Data for this task Block Start
PR #2275, opened 2025-07-20
Properly support LocalSearch and remove Tracker < v3 support

rdmark:
Tighten up dependency checks for LocalSearch and TinySPARQL in meson

When detected, use TinySPARQL header and LocalSearch API, rather than the deprecated Tracker backward compatibility fallbacks

This fixes a bug where LocalSearch failed to register a D-Bus service using a too old D-Bus name (pre-Tracker3)

At the same time, remove compatibility checks and code for Tracker older than v3, which have been deprecated since 2020

The obsoleted meson options -Dwith-tracker-install-prefix and -Dwith-tracker-prefix have been removed as well

### DIFF
--- a/.github/workflows/build.yml
+++ b/.github/workflows/build.yml
@@ -260,6 +260,7 @@ jobs:
             libdb-devel \
             libgcrypt-devel \
             libtalloc-devel \
+            localsearch \
             mariadb-connector-c-devel \
             meson \
             ninja-build \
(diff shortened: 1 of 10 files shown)


cheesestraws (approved):
This looks reasonable but to warn you, my knowledge of LocalSearch is somewhat south of zero, so all I can do here is a sanity check

rdmark:
That's fair. Apart from the D-Bus name and included header, the logic should not have changed at all here. My reading of the GNOME docs, they didn't noticeably change the internal API between tracker3 and localsearch. It's a naming change.

PR #2276, opened 2025-07-20
docker: Remove support for Spotlight compatible search

rdmark:
Since the LocalSearch/Tracker indexer is running on the D-Bus, we won't get the behavior we want when in a container context

When using the D-Bus inside the container, we run into issues with privileges (which may be masking some other constraints) while when using the host D-Bus we end up with other issues such as LocalSearch/Tracker version mismatch between the host and the container

Therefore, let's build the containerized netatalk without Spotlight support altogether, to be revisited if we introduce another mechanism for indexing (which is something that has been discussed)


rdmark:
As an additional boon, we will get lighter containers since the LocalSearch/Tracker stack has a lot of dependencies

cheesestraws (approved):

PR #2278, opened 2025-07-21
GitHub CI: Container test runs and static analysis in separate workflows

rdmark:
The container test runs and static analysis are now a separate respective workflows that are triggered by other workflows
Data for this task Block End
_Task goal_
Each line of the data must be retyped exactly.

_Answer box_
PR #2275, opened 2025-07-20
Properly support LocalSearch and remove Tracker < v3 support

rdmark:
Tighten up dependency checks for LocalSearch and TinySPARQL in meson

When detected, use TinySPARQL header and LocalSearch API, rather than the deprecated Tracker backward compatibility fallbacks

This fixes a bug where LocalSearch failed to register a D-Bus service using a too old D-Bus name (pre-Tracker3)

At the same time, remove compatibility checks and code for Tracker older than v3, which have been deprecated since 2020

The obsoleted meson options -Dwith-tracker-install-prefix and -Dwith-tracker-prefix have been removed as well

### DIFF
--- a/.github/workflows/build.yml
+++ b/.github/workflows/build.yml
@@ -260,6 +260,7 @@ jobs:
             libdb-devel \
             libgcrypt-devel \
             libtalloc-devel \
+            localsearch \
             mariadb-connector-c-devel \
             meson \
             ninja-build \
(diff shortened: 1 of 10 files shown)


cheesestraws (approved):
This looks reasonable but to warn you, my knowledge of LocalSearch is somewhat south of zero, so all I can do here is a sanity check

rdmark:
That's fair. Apart from the D-Bus name and included header, the logic should not have changed at all here. My reading of the GNOME docs, they didn't noticeably change the internal API between tracker3 and localsearch. It's a naming change.

PR #2276, opened 2025-07-20
docker: Remove support for Spotlight compatible search

rdmark:
Since the LocalSearch/Tracker indexer is running on the D-Bus, we won't get the behavior we want when in a container context

When using the D-Bus inside the container, we run into issues with privileges (which may be masking some other constraints) while when using the host D-Bus we end up with other issues such as LocalSearch/Tracker version mismatch between the host and the container

Therefore, let's build the containerized netatalk without Spotlight support altogether, to be revisited if we introduce another mechanism for indexing (which is something that has been discussed)


rdmark:
As an additional boon, we will get lighter containers since the LocalSearch/Tracker stack has a lot of dependencies

cheesestraws (approved):

PR #2278, opened 2025-07-21
GitHub CI: Container test runs and static analysis in separate workflows

rdmark:
The container test runs and static analysis are now a separate respective workflows that are triggered by other workflows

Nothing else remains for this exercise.